Hyperkalemia is a serious, often life threatening complication of diabetes-related kidney disease.

This is one of the most common electrolyte imbalances experienced by people with kidney disease, or diabetic nephropathy. Blood potassium levels are elevated and the body is not able to eliminate or bring back into balance the excess potassium on its own.

This electrolyte imbalance can lead to muscle weakness, pain, and paralysis. At its worst, hyperkalemia can cause abnormal, possibly fatal heart rhythm (arrhythmias), or trigger the need for dialysis.

While the conditions leading to hyperkalemia are well understood, recognizing hyperkalemia and effectively treating it are difficult.

Diabetes kidney disease (nephropathy) has a direct relationship with hyperkalemia.

Nephropathy refers to the deterioration of kidney function. When left untreated it leads to end-stage renal disease (ESRD), more commonly referred to as kidney failure, and death.

Difficult to identify in its early stages, nephropathy shows few symptoms that clearly point to kidney problems. It’s most commonly diagnosed using a combination of blood and urine lab tests that measure glomerular filtration rate (GFR) and the presence of albumin, a protein found in the urine in the early stages of nephropathy.

Compromised kidney function disrupts the body’s ability to eliminate extra potassium from the bloodstream. When this happens the body can experience an electrolyte imbalance and critically important functions are impaired, like waste elimination and blood pressure regulation.

The symptoms of an electrolyte imbalance vary widely. They include:

  • muscle pain
  • cramping
  • heart palpitations
  • shortness of breath

The symptoms can vary and may be difficult to identify, or could come on suddenly and severely.

The effects of hyperkalemia can be present in people with mild to moderate kidney disease. But these effects are more likely to become more severe and life threatening as kidney problems progress.

Being at higher risk for developing kidney disease puts people with diabetes at risk for hyperkalemia. But that’s not the only risk factor people with diabetes need to manage.

People with diabetes are at higher risk for two other main reasons.

Medications

Certain diabetes medications have potential side effect of disrupting kidney function and the potassium homeostasis in the body. These include:

  • ACE inhibitors
  • angiotensin-receptor blockers (ARBs)
  • beta-blockers
  • NSAIDs (nonsteroidal anti-inflammatory drugs). These are often taken over the counter for pain relief and carry the warning that prolonged use or misuse can lead to kidney problems.

High glucose levels

The elevated glucose levels that characterize diabetes also disrupt the body’s ability to balance electrolyte levels. Potassium normally is stored in cells throughout the body.

But when glucose levels are high, potassium is blocked from entering the cells and stays in the bloodstream. Insulin is needed to move the potassium into the cells and return the body to balance.

Delivering short-acting regular insulin (insulin R) intravenously is accepted as an effective treatment for hyperkalemia. IV regular insulin lowers serum potassium quickly by opening up pathways for potassium to move out of the bloodstream and into cells.
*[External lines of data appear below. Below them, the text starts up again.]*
Issue #3456, opened 2026-03-18
[💎]: Register GT fuels as valid train fuels


Pyritie:
### Was this enhancement suggested before?

- [x] No, it was not.

### What would you like to be added/ changed?

Add things like diesel etc to the fuels that trains are able to consume in order to go fast

https://github.com/Layers-of-Railways/Railway/wiki/Registering-a-fluid-as-a-Liquid-Fuel-Type

### Why is this needed?

Train fuel tanks are useless right now

SakuraKitsurugi:
Can look into this

PR #3473, opened 2026-03-19
SNR Fuels

SakuraKitsurugi:
### What is the new behavior?
SNR can now use most of the combustion fuels as well as creosote and biomass. Lava is also buffed to be more in-line.

| Fuel  | t/100mB |
| ------------- | ------------- |
| Bio Diesel | 3200  |
| Diesel | 4800  |
| Ethanol | 2400 |
| Toluene | 4000 |
| Octane | 1000 |
| Gasoline | 20000 |
| Rocket Fuel | 3125 |
| HOG | 40000 |
| Naphtha | 800 |
| CBD | 12800 |
| Methanol | 800 |
| Lava | 50 => 900  |
| Creosote | 600 |
| Biomass | 850 |

### Implementation Details
Followed the liquid fuel implementation guide and added datapack files.

### Additional Information
- Weaker fuels mostly include Oils which I did not add due to not really being worth it. (Also to just in case prevent it from using it if the Oil is being transported)
- #3456 

### Discord
@sakura.kitsurugi

### DIFF
--- a/kubejs/data/railways/railways_liquid_fuel/creosote.json
+++ b/kubejs/data/railways/railways_liquid_fuel/creosote.json
@@ -1,0 +1,6 @@
+{
+  "fluids": [
+    "gtceu:creosote"
+  ],
+  "fuel_ticks": 600
+}


Pyritie:
what do we think about adding creosote?

Pyritie:
or some of the other burnables like seed oils

SakuraKitsurugi:
Creosote does not sound bad, but seed oils going off of Large Boiler fuels is VERY weak. With a similar 4x buff it is around 125t / 100mB

TomPlop:
Isn't rocket fuel a bit low. I feel like it should be the best one 😂

SakuraKitsurugi:
Based on Combustions Generators, it is not 😂

SakuraKitsurugi:
@Pyritie by checking regular Boiler I can make Creo as the worst fuel which would be ~600t/100mB (technically 560, but meh)

TomPlop:
> Based on Combustions Generators, it is not 😂

Yeah but isn't Rocket Fuel the traveling fuel :p
I don't just feel like it would be funny to have it goated for trains lol

PR #3486, opened 2026-03-19
Make redstone etching fluid consistent with GT dusts

SpicyNoodle5:
## What is the new behavior?
Purely for recipe consistency with other GT dusts at the cost of making this use 10x more redstone. If the balancing consequences are too severe, feel free to close. This would only really matter if you could decomp these items/fluids or if they are ever used outside of this loop


TomPlop:
Sounds good to me? @Pyritie

PR #3500, opened 2026-03-21
Remove the Heat Exchanger

TomPlop:


config/ftbquests/quests/chapters/mv__medium_voltage.snbt
Pyritie, line 1: did you mean to delete these pages?

TomPlop: yeah it was the list of boosters but there is now a emi tab

PR #3501, opened 2026-03-21
Added All Missing Gem Slurries

SakuraKitsurugi:
### What is the new behavior?
If dangerous why so tasty looking.

### Implementation Details
As discussed on Discord.

### Additional Information
@TomPlop


Xtrial-01:
> If dangerous why so tasty looking.

Uranium be like:

JeanRdSz:
shouldn't Opal also have centrifuging outputs?

SakuraKitsurugi:
damn, ur right, i added it to materials but forgot centrifuge brb

PR #3528, opened 2026-03-23
Distant Horizons: set enableAdaptiveTransferSpeed to true

coolsa:
Me and my pals are really enjoying the modpack so far (very early game, copper age), but we noticed the config for distant horizons has a minor issue. This pull request is the change needed to resolve that issue.

## What is the new behavior?
This fixes an issue with really high pings, with `/ping` sometimes exceeding 20000ms.

## Implementation Details
Changed `enableAdaptiveTransferSpeed` from `false` to `true` in `DistantHorizons.toml`

## Outcome
The above setting would sometimes unintentionally exceed bandwidth limits and would act as an unintentional DDOS to any clients with Distant Horizons. Setting this to true makes it so the server now respects connect clients bandwidth limits.

This eliminates an issue (unreported) that network connectivity between clients and the server would initially be stable, but at some point packets would be increasingly delayed, and eventually players would time out and be kicked. 

I am @coolsa


Mqrius:
It sounds good but they disabled it by default on purpose. Any idea why? I can't find much info about it. https://gitlab.com/distant-horizons-team/distant-horizons-core/-/commit/b3ebaffa853c9d969efe3db95f7d9d5a4146ae64

coolsa:
> It sounds good but they disabled it by default on purpose. Any idea why? I can't find much info about it. https://gitlab.com/distant-horizons-team/distant-horizons-core/-/commit/b3ebaffa853c9d969efe3db95f7d9d5a4146ae64

Looks like it was disabled because the implementation was "a bit hacky", but also because there was some log spam. https://gitlab.com/distant-horizons-team/distant-horizons/-/work_items/1090#note_2652633705

I looked over the code that implemented it, and it looks good to me. https://gitlab.com/distant-horizons-team/distant-horizons-core/-/commit/3ca5efadc9c19c607b387795d3dbe25214fb0ea2

My server has been up for roughly 5 days at this point without any crashes or restarts. I'm pretty confident that it's a safe change, but someone else should test it to confirm that there are no unforeseen consequences or stability impacts.

Mqrius:
Fair enough. And is this a clientside setting, or serverside, or both? Cos if it's only serverside then we have a specific place for it.

coolsa:
> Fair enough. And is this a clientside setting, or serverside, or both? Cos if it's only serverside then we have a specific place for it.

I just had a friend test it out, seems like it needs to be enabled on both the client and server.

However, this treatment brings with it the risk of experiencing hypoglycemia (low blood glucose) or hypokalaemia (low potassium). To avoid these risks, dextrose (sugar) might be administered along with the regular insulin or a smaller dose of insulin R administered reducing its overall effect.

There are a number of treatment options for addressing hyperkalemia when kidney disease is also present.

In an emergency, administering IV regular insulin is the likely treatment. If the person is also experiencing kidney failure then dialysis is also possible.

In addition to these emergency measures the following treatments are available:

  • calcium, to reduce the risk of ventricular fibrillation
  • alkalinizing agents, to increase pH and ease potassium into cells
  • beta2-adrenergic agonists, to promote potassium moving into cells
  • diuretics, to promote the elimination of potassium through urine
  • potassium binders, to promote elimination of potassium in the feces

As a protective measure, dapagliflozin (a SGLT2 inhibitor) may be helpful to people experiencing moderately impaired kidney function. It acts as an osmotic diuretic, producing more urine and encouraging elimination.

Once diagnosed, there are effective treatments for diabetic nephropathy hyperkalemia. The likelihood of a full recovery is increased when hyperkalemia is detected earlier and medical attention is sought.

Even after reestablishing potassium homeostasis in the body, actively managing kidney health and potassium levels on an ongoing basis will be needed. This may include making dietary changes and avoiding medications that are linked to a higher risk of kidney damage or hyperkalemia, along with managing glucose levels.

Hyperkalemia is a serious, potentially fatal condition. For people with diabetes experiencing kidney disease, the risk of serious outcomes is high. It’s important to be aware of the signs of hyperkalemia. Just as important, is understanding the positive effect managing dietary potassium, certain medications, glucose levels, and kidney health can have on reducing this risk.